# Problems installing DAS system for rhinestones



## Andy the Logo (Sep 1, 2009)

HI,

Not sure if anyone can help, we bought the DAS system from a distributor here in the uk, installed the software on Friday eve and it refuses to see the dongle? my wife tried to install it on her laptop this morning and was saying that the instructions don't match the screen prompts, and yet again it wont see the dongle, she has spoken to the supplier and they have said she now needs to email the US, anyone have any ideas to get us going before we can get a reply?

Thanks
Andy


----------



## SandyMcC (Jul 23, 2009)

You're referring to ACS Studio?

Maybe I can help you with that. Go to the location where you installed the software which, if you didn't change the default location, would be: c:\ACS Design Studio. Locate a file called Products.ini and open it using Word Pad or some other basic text program.

Then look for the line that says Dongle Number = and make sure it matches the number ON your dongle (you should have a little white label). I'm attaching a screen shot from my file to show where to find it.

If it does NOT match, then somehow you have a dongle that doesn't tie to the installation CD you were supplied by your UK distributor. But we can get new license file generated for you today. I will need you to provide me that dongle number and I can submit it to Accugraphic who will then contact CADLink. 

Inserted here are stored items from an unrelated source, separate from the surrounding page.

PR #162, opened 2021-09-08
Change capture overwrite to true

shramroy:


ankur-sheth:
Hi guys, can you please make sure that you add a proper description in the PR and the reason for doing this?  Seems to me that this is going to be backwards incompatible.  I'm not averse to making a backwards incompatible change, but the rationale needs to be clearly spelled out.

shramroy:
> Hi guys, can you please make sure that you add a proper description in the PR and the reason for doing this? Seems to me that this is going to be backwards incompatible. I'm not averse to making a backwards incompatible change, but the rationale needs to be clearly spelled out.

The reason for making this change is overwriting capture is not supported in our controller right now. The limit of “capture buffer” is 1 mb. So the capture is being overwritten by default in the controller side. Since model and controller was not in sync we made the default to “true” i.e capture will be overwritten by default. 

It won’t change anything as earlier also we used to overwrite the capture. 

It will now throw a warning if someone tries to set overwrite “false”. 

I will update the description of the PR.

ankur-sheth:
Ok.  Did we check with the snappi[ixnetwork] team and/or Andy/Ashutosh to confirm that they are ok with this change?

shramroy:
> Ok. Did we check with the snappi[ixnetwork] team and/or Andy/Ashutosh to confirm that they are ok with this change?

@ashutshkumr agreed with the change. Mentioning @ajbalogh to have a look.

If it DOES match, then your computer isn't seeing/installing the dongle. Try a different USB port. Does the dongle light come on? And do you see Windows pop up and recognize it?


----------



## Andy the Logo (Sep 1, 2009)

ooops I have made a mistake now im home its the DAS pacakage, we got a graphtec 5000-60 with smart cut pro 2 and the rhinestone system from das. Its the smart cut pro that wont see the dongle, the led comes on, but there is no notifiction of a new device on my laptop or my wifes.

sorry for the confusion

Andy


----------



## SandyMcC (Jul 23, 2009)

Okay... glad it wasn't an issue with our product! : ) Good luck getting it fixed.


----------



## Andy the Logo (Sep 1, 2009)

Just waiting for a phone call now o sort it out, 3 hour window though.

Andy


----------



## Andy the Logo (Sep 1, 2009)

*Re: Problems installing DAS system*

edit: thought I had better change the title lol


----------



## sjidohair (Apr 9, 2008)

Andy did you get this issue fixed, ?
MMM


----------



## Andy the Logo (Sep 1, 2009)

it is now working on the desktop PC which is where it needs to be, but when I was trying to test it and the cutter on my laptop it still wont see the key, Im guessing now there is a conflict between the drivers and my hardware, but im now sure. Going to try it out properly tonight it has been a mad week!

Andy


----------



## sunnydayz (Jun 22, 2007)

Hi Andy 

I went ahead and changed the thread title to problems installing the DAS system for rhinestones, so that you get the proper replies from the right company  Craig did just begin posting here so hopefully now that I have changed the title he will see it and come help  Hope this helps.


----------



## allhamps (Mar 15, 2007)

There is a DAS owner's group on Yahoo. You might get answers there very quickly. The link was posted in a thread here, but I can't recall it right now. I'll look for the link and post it for you as soon as I can.


----------



## allhamps (Mar 15, 2007)

Here is the link to the Yahoo Group...

StoneStencilsOwners : Stone Stencils Rhinestone Crystals


----------



## DASBoss (Dec 11, 2008)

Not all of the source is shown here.